Hola Compañeros! Ayer me dediqué a mirar videos de lo que antes haya sido mi vieja pasión: el Alto Voltaje o HV como quieran nombrarlo... He estado mirando además algunos videos sobre Bobinas Tesla de Alta Frecuencia (HF SSTC) trabajando a 1, 4, 12 e incluso 40 MHz. Mi pregunta es: Será posible armar una Bobina Tesla, pero que funcione en VHF (50-100 MHz) ?

En primera instancia, se me ocurre adaptar este circuito para hacer funcionar un transformador, el cual tendremos que calcular para crear suficiente campo magnetico y voltaje para poder crear un arco voltaico (muchisimas gracias a Rubenkku por rediseñar el circuito).
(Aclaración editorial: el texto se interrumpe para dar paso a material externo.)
PR #14753, opened 2026-07-31
fix(pre-commit): install vale-sync from the cmd/vale package

TSC21:
[RIIS](https://riis.com)

<br clear="all">

---

## CI/Build Changes

Two commits to the pre-commit configuration:

1. The `vale-sync` hook installs its Go dependency from `github.com/errata-ai/vale/v3/cmd/vale` instead of the module root. The module root does not contain a Go package (the vale binary lives under `cmd/vale`), so `go install` fails and pre-commit aborts the entire run before a single hook fires.
2. Three inline bash hook entries (`check-categorized-logging`, `check-no-qtest-ignore-message`, `check-no-fixed-qwait`) are folded into YAML block scalars because they run past the 200 column limit that yamllint enforces, so the config was failing its own gate as soon as the file gets linted. YAML folds the lines with single spaces, so the entries parse to exactly the same command as before.

## Reason

Right now the whole pre-commit gate is silently dead: the broken `vale-sync` environment install makes pre-commit exit with code 3 and zero hook verdicts, everywhere this config runs, CI included. The error is:

```
go: module github.com/errata-ai/vale/v3@v3.14.2 found, but does not contain package github.com/errata-ai/vale/v3
```

So clang-format, typos, qmllint, actionlint and everything else in the config have not actually been running. I found this while chasing a pre-commit results artifact that reported `exit_code: 3, passed: 0, failed: 0` on a fork. There is a companion PR that makes the workflow fail loudly when this class of breakage happens again.

## Testing

- [x] Tested workflow locally (ran the pre-commit runner itself with this config: it installs the environment and produces hook verdicts again)
- [x] Verified YAML syntax (check-yaml and yamllint pass on the file)
- [x] Tested on fork before submitting (the same fix is running on my fork, and each folded hook was checked to still exit 1 on a synthetic violation and 0 on a clean file)

## Impact

The pre-commit workflow on every PR, and every local `pre-commit run`. No workflow files change in this PR.

## Checklist

- [x] Workflow permissions follow least-privilege principle (no workflow changes here)
- [x] No secrets are exposed in logs

---

### DIFF
--- a/.pre-commit-config.yaml
+++ b/.pre-commit-config.yaml
@@ -152,8 +152,11 @@ repos:
       - id: vale-sync
         name: vale sync (download styles)
         language: golang
+        # The vale module root carries no Go package (the binary lives under cmd/vale), so a go
+        # install of the bare module fails and aborts the whole pre-commit run before any hook
+        # fires.
         additional_dependencies:
-          - 'github.com/errata-ai/vale/v3@v3.14.2'
+          - 'github.com/errata-ai/vale/v3/cmd/vale@v3.14.2'
         entry: vale sync
         files: ^(docs/|\.vale\.ini$)
         pass_filenames: false
--- a/.pre-commit-config.yaml
+++ b/.pre-commit-config.yaml
@@ -227,14 +227,20 @@ repos:
 
       - id: check-categorized-logging
         name: Check for category function passed to uncategorized logging macro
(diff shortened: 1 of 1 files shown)


DonLakeFlyer:
@TSC21 Yikes, this was nasty. Thanks so much for finding/fixing.

DonLakeFlyer:
One request before merge: please align the vale version pins while you're in here. `vale-sync` installs `github.com/errata-ai/vale/v3/cmd/vale@v3.14.2`, but the `vale` lint hook below it uses repo rev `v3.15.1`, so the styles are synced with a different vale version than the one that lints. It's pre-existing drift rather than something this PR introduced, but since this PR is already touching the `vale-sync` dependency line, bumping it to `@v3.15.1` keeps the two in lockstep.

DonLakeFlyer:
> One request before merge: please align the vale version pins while you're in here.

@TSC21 Don't worry about this, I'll create a separate pull for that.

Cualquier idea o sugerencia es Bienvenida.

[EDIT] Mi idea para poder crear esta bobina Tesla sería la siguiente. Corríjanme si hay errores.



Saludos


----------



## Daniel Lopes (Oct 20, 2011)

mumish13 dijo:


> Hola Compañeros! Ayer me dediqué a mirar videos de lo que antes haya sido mi vieja pasión: el Alto Voltaje o HV como quieran nombrarlo... He estado mirando además algunos videos sobre Bobinas Tesla de Alta Frecuencia (HF SSTC) trabajando a 1, 4, 12 e incluso 40 MHz. Mi pregunta es: Será posible armar una Bobina Tesla, pero que funcione en VHF (50-100 MHz) ?
> 
> En primera instancia, se me ocurre adaptar este circuito para hacer funcionar un transformador, el cual tendremos que calcular para crear suficiente campo magnetico y voltaje para poder crear un arco voltaico (muchisimas gracias a Rubenkku por rediseñar el circuito).
> 
> ...


!Hola Mumish13 saludos cordiales ! yo mirei algo deste tipo en el youtube.com , pero con el FET IRF510 oscilando e salindo en 40Mhz criando maravilhosos arcos voltaicos , entonses yo recomendo usteds googlear ese topico.

!Hola Mumish13 saludos cordiales ! yo mirei algo deste tipo en el youtube.com , pero con el FET IRF510 oscilando e salindo en 40Mhz criando maravilhosos arcos voltaicos , entonses yo recomendo usteds googlear ese topico.


----------



## DavidGuetta (Oct 20, 2011)

Interesante, no me he fijado todavía ajjajaja pero ahi le echare un vistazo.

Gracias y saludos!


----------